Dust detection by the wave instrument on STEREO: nanoparticles picked up by the solar wind?
N. Meyer-Vernet, M. Maksimovic, A. Czechowski, I. Mann, I. Zouganelis,, K. Goetz, M.L. Kaiser, O.C. St. Cyr, J. L. Bougeret, S. D. Bale

TL;DR
The paper proposes that intense voltage pulses detected by STEREO/WAVES are caused by nanoparticles impacting the spacecraft at solar wind speeds, potentially marking the first detection of such fast nanoparticles in interplanetary space.
Contribution
It introduces a novel interpretation that nanoparticle impacts produce the observed voltage pulses, linking dust impact signals to nanometer-sized particles in space.
Findings
Voltage pulses are consistent with impacts by 10-nm nanoparticles.

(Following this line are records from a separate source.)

PR #3168, opened 2021-02-20
fix: don't create a PowerShell cmd shims for pnpm CLI

### LINKED ISSUE #2937: Running scripts in cli: Pass the args after `--` to the program called
In cli, using `npm` we can pass extra args that will be passed to the actual program that runs. For example, for this script:
```
"lint": "eslint ."
```

I can use:
```
npm run lint -- --fix
```
which passes `--fix` to eslint.

This does not happen in pnpm.

Here is another example: https://jestjs.io/docs/en/cli#using-with-npm-scripts

See above

### Expected behavior:
Passing args after `--` to the actual program

### Actual behavior:
Does not pass them.

### Additional information:

 - `node -v` prints: 14
 - Windows, OS X, or Linux?: win 10

### LINKED ISSUE #3053: Make the .ps1 command shims opt-in

zkochan:
close #3053
close #3155
close #2937

### DIFF
--- a/.changeset/big-bears-listen.md
+++ b/.changeset/big-bears-listen.md
@@ -1,0 +1,5 @@
+---
+"@pnpm/link-bins": patch
+---
+
+Don't create a PowerShell command shim for pnpm commands.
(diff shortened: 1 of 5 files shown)


ExE-Boss (approved):

ExE-Boss:
Doing this only for **pnpm** as a compromise is fine by me.

PR #3169, opened 2021-02-20
[fix] import of ESM pnpmFile

CxRes:
+ We ESM export `requireOrImportPnpmfile` instead of CJS module.export.
+ Import gets a URL as argument.
+ Works with both default and named export.
+ ESM File Loader is only invoked when error is ERR_REQUIRE_ESM.

### DIFF
--- a/packages/pnpmfile/requireOrImport.js
+++ b/packages/pnpmfile/requireOrImport.js
@@ -1,6 +1,6 @@
 import libUrl from 'url';
 
-async function esmFileLoader(filePath) => {
+async function esmFileLoader(filePath) {
   try {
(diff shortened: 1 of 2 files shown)


CxRes:
@zkochan Sadly, I am still unable to get it to work, though I am pretty confident of the code. Please check why jest is failing to import/export parts.

zkochan:
It might be an issue with Jest. It seems to work when Jest is not used.

CxRes:
Good to know!!!

Also is there a reason for lines (Again esm import fails with jest)
```
import fs = require('fs')
```

never seen JS like that before...

zkochan:
that is invalid js but that is how old typescript imports are declared.

PR #3180, opened 2021-02-21
feat: Update README.md

polygonee:
Added a better discord invite.


zkochan:
I don't agree that this is an improvement. The current badge is at the top, takes less space, has a standard size, and shows the number of people online.

PR #3186, opened 2021-02-22
feat: track transitive peer dependencies in the lockfile

zkochan:


zkochan:
This change will improve peer dependencies resolution on subsequent installs. Currently, pnpm has no knowledge about what unresolved peer dependencies are in the subsubdependencies. So when a new package is added, it is not always attached to the dependency that expects it as a peer. As of now, these issues are solved by running `pnpm update --deptn Infininty`

packages/supi/test/install/peerDependencies.ts
```diff
@@ -250,6 +251,47 @@ test('top peer dependency is linked on subsequent install', async () => {
...
+
+  const manifest = await addDependenciesToPackage({}, ['abc-grand-parent@1.0.0'], await testDefaults())
+
+  await addDependenciesToPackage(manifest, ['peer-c@1.0.0'], await testDefaults())
+
+  expect(await exists(path.resolve('node_modules/.pnpm/abc-grand-parent@1.0.0_peer-c@1.0.0/node_modules/abc-grand-parent'))).toBeTruthy()
+})
+
+test('transitive peers are removed when the subdependency does not rely on them anymore', async () => {
+  const project = prepareEmpty()
```
juanpicado, line 265: `when the subdependency does not rely on them anymore` not sure what this exactly means

juanpicado (approved):
LGTM

PR #3217, opened 2021-03-03
fix: ignore broken lockfiles, unless --frozen-lockfile is set

### LINKED ISSUE #1395: When pnpm-lock.yaml contains invalid syntax
There're few occasions where merge conflict happens in `pnpm-lock.yaml` files, causing pnpm (or js-yaml) to yield syntax errors.

## Current workaround

Manually delete every invalid `pnpm-lock.yaml` file.

## Proposal

Unless user specifies `--no-lockfile` or `--frozen-lockfile`, pnpm should ignore the error and continue installing dependencies as if `pnpm-lock.yaml` does not exist.

zkochan:
close #1395

### DIFF
--- a/.changeset/gorgeous-colts-perform.md
+++ b/.changeset/gorgeous-colts-perform.md
@@ -1,0 +1,5 @@
+---
+"@pnpm/lockfile-file": patch
+---
+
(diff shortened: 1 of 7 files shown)


juanpicado (approved):
LGTM 👍🏼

Flux estimates align with existing interplanetary dust models.
First possible detection of fast-moving nanoparticles near Earth.
Abstract
The STEREO/WAVES instrument has detected a very large number of intense voltage pulses. We suggest that these events are produced by impact ionisation of nanoparticles striking the spacecraft at a velocity of the order of magnitude of the solar wind speed. Nanoparticles, which are half-way between micron-sized dust and atomic ions, have such a large charge-to-mass ratio that the electric field induced by the solar wind magnetic field accelerates them very efficiently. Since the voltage produced by dust impacts increases very fast with speed, such nanoparticles produce signals as high as do much larger grains of smaller speeds. The flux of 10-nm radius grains inferred in this way is compatible with the interplanetary dust flux model. The present results may represent the first detection of fast nanoparticles in interplanetary space near Earth orbit.